Gravitational Navier-Stokes-Poisson Equations

Updated 30 November 2025

Gravitational NSP equations are a coupled system modeling compressible, viscous, self-gravitating fluids, crucial for understanding gaseous stars and accretion disks.
They integrate mass conservation, momentum balance with viscosity and pressure, and Poisson’s equation to capture fluid inertia, thermal effects, and gravitational forces.
Rigorous analyses demonstrate the existence of global weak solutions, decay properties, and instability thresholds, offering insights into free-boundary behavior and stellar dynamics.

The gravitational Navier–Stokes–Poisson (NSP) equations govern the evolution of compressible, viscous, self-gravitating fluids. They are foundational in the mathematical modeling of gaseous stars, accretion disks, and related astrophysical systems where fluid inertia, thermal pressure, viscosity, and Newtonian gravity are coupled. The system typically consists of continuity (mass balance), momentum conservation incorporating viscosity and gravitational force via Poisson's equation for the potential, and, in some settings, additional energy or entropy transport equations. Analytical, numerical, and physical studies of the NSP system address existence, regularity, decay, stability, free-boundary behavior, and connections to compressible Euler and Stokes models.

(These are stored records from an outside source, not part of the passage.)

Issue #697, opened 2024-10-23
[Feature]: Include all deposit variables in deposit request table


djordon:
# Feature - Include all deposit variables in deposit request table

## 1. Description

This is a subtask of https://github.com/stacks-network/sbtc/issues/286.

We do not include the x-only public key and the lock time in the `deposit_requests` table and it needs to be there.

### 1.1 Context & Purpose

We will need to filter requests based off of lock-time, and we need to use the x-only-public key when constructing a signature.

## 2. Technical Details:
 This is mainly adding and populating two more columns in the database.

### 2.1 Acceptance Criteria:
   - [ ] Make sure we record the x-only public key and the lock time embedded in the deposit request `scriptPubKey`.

## 3. Related Issues and Pull Requests (optional):

Well, https://github.com/stacks-network/sbtc/issues/286.

Issue #380, opened 2024-08-01
[Feature]: Handle lock times in deposit requests


djordon:
# Feature - Handle lock times in deposit requests

## 1. Description

The signers need to properly handle the lock times encoded in their deposit scripts in order to properly filter out requests that can be reclaimed "soon".

### 1.1 Context & Purpose

Right now the signers fetch all deposit requests that have been confirmed for a certain number bitcoin blocks from the chain tip. This is has two problems:
1. We haven't fixed the relative lock time that depositors must use in their reclaim script. One depositor can lock their reclaim for 150 blocks, while another could for 240 blocks. But even if we fixed the reclaim blocks to, say, 150 blocks (rejecting all deposits that use another value), then we'd still have the following issue.
2. Relative lock times can be interpreted as either a number of bitcoin blocks or as multiple of 512 seconds measured from the median time past (MTP, the median time of the previous 11 blocks) of the block that confirmed the transaction. The spender of the coins gets to choose, so we need to track the MTP and react on both MTP and the number of confirmed blocks.

## 2. Technical Details:

We need to track each blocks `time` and filter deposit requests based both their relative height and the actual time by tracking by the MTP.

### 2.1 Acceptance Criteria:
   - [ ] Our database bitcoin block tables track the blocks time so that we can calculate the MTP.
   - [ ] The database tables for deposit requests store the lock time embedded in the transaction. It's implicitly in the reclaim script but we should break it out.
   - [ ] When fetching pending deposit requests we filter based on the MTP as well.

AshtonStephens:
I'm planning to do this with a few atomic changes:

1. Add a field to the signer config [here](https://github.com/stacks-network/sbtc/blob/32df425a341121c3bcdd45f12cd6adc71c08d7da/signer/src/config/mod.rs#L215) that specifies how far from the reclaim script's lock time the deposit needs to be for the signer to accept it. This will be in seconds and we'll interpret blocks to each be 512 seconds
2. Add a `u32` `time` field to the [`BitcoinBlock`](https://github.com/stacks-network/sbtc/blob/32df425a341121c3bcdd45f12cd6adc71c08d7da/signer/src/storage/model.rs#L21) representation in our database that we'll populate [here](https://github.com/stacks-network/sbtc/blob/32df425a341121c3bcdd45f12cd6adc71c08d7da/signer/src/block_observer.rs#L427) with `block.header.time` from the Bitcoin library.
[...]

PR #699, opened 2024-10-23
feat: include all variables in deposit request table

djordon:
## Description

Closes https://github.com/stacks-network/sbtc/issues/697.

## Changes

* Add `lock_time` and `signer_public_key` columns to the `deposit_requests` table.
* Add a new `PublicKeyXOnly` type. Maybe we should rename it.

## Testing Information

This is a minor refactor. If tests pass then we should be okay.

## Checklist:

### DIFF
--- a/signer/src/storage/model.rs
+++ b/signer/src/storage/model.rs
@@ -13,6 +13,7 @@ use stacks_common::types::chainstate::StacksBlockId;
 use crate::block_observer::Deposit;
 use crate::error::Error;
 use crate::keys::PublicKey;
+use crate::keys::PublicKeyXOnly;
 
 /// Bitcoin block.
 #[derive(Debug, Clone, Hash, PartialEq, Eq, PartialOrd, Ord, sqlx::FromRow)]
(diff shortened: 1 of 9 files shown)


signer/src/storage/postgres.rs
```diff
@@ -583,6 +585,8 @@ impl super::DbRead for PgStore {
               , deposit_requests.recipient
               , deposit_requests.amount
               , deposit_requests.max_fee
+              , deposit_requests.lock_time
```
AshtonStephens, line 588: Hey, I was going to do that! lol

signer/src/storage/model.rs
```diff
@@ -71,6 +72,13 @@ pub struct DepositRequest {
     #[sqlx(try_from = "i64")]
     #[cfg_attr(feature = "testing", dummy(faker = "100..100_000"))]
     pub max_fee: u64,
+    /// The relative lock time in the reclaim script.
+    #[sqlx(try_from = "i64")]
+    #[cfg_attr(feature = "testing", dummy(faker = "3..u32::MAX as u64"))]
+    pub lock_time: u64,
```
AshtonStephens, line 78: So I understand, this has the same dual meaning as you specified in #380 around the `512` second per block interpretation yeah?

AshtonStephens (approved):
LGTM.

The additional fields being added is tested inherently by the existing tests because the structs would fail to be created if the database didn't add and store these fields properly right?

signer/src/storage/model.rs
djordon: Yup

djordon:
> The additional fields being added is tested inherently by the existing tests because the structs would fail to be created if the database didn't add and store these fields properly right?

Yes that's right.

1. Fundamental Equations and Constitutive Laws

The gravitational NSP system for a compressible, viscous, self-gravitating fluid consists of:

Continuity equation:

$\partial_t \rho + \operatorname{div}(\rho \mathbf{u}) = 0,$

with $\rho \ge 0$ the mass density, $\mathbf{u}\in\mathbb{R}^3$ the velocity.

Momentum equation:

$\partial_t(\rho \mathbf{u}) + \operatorname{div}(\rho \mathbf{u}\otimes\mathbf{u}) + \nabla P(\rho) - \operatorname{div}\left[\mu(\rho) D(\mathbf{u}) + \lambda(\rho)(\operatorname{div}\mathbf{u}) \mathbf{I}\right] + \rho \mathbf{u} + \rho \nabla \Phi = 0,$

where $P(\rho)$ is the pressure law, $D(\mathbf{u}) = \frac{1}{2}(\nabla\mathbf{u} + \nabla \mathbf{u}^\top)$ the deformation tensor, $\mu(\rho)$ and $\lambda(\rho)$ viscosity coefficients, and $\Phi$ the gravitational potential.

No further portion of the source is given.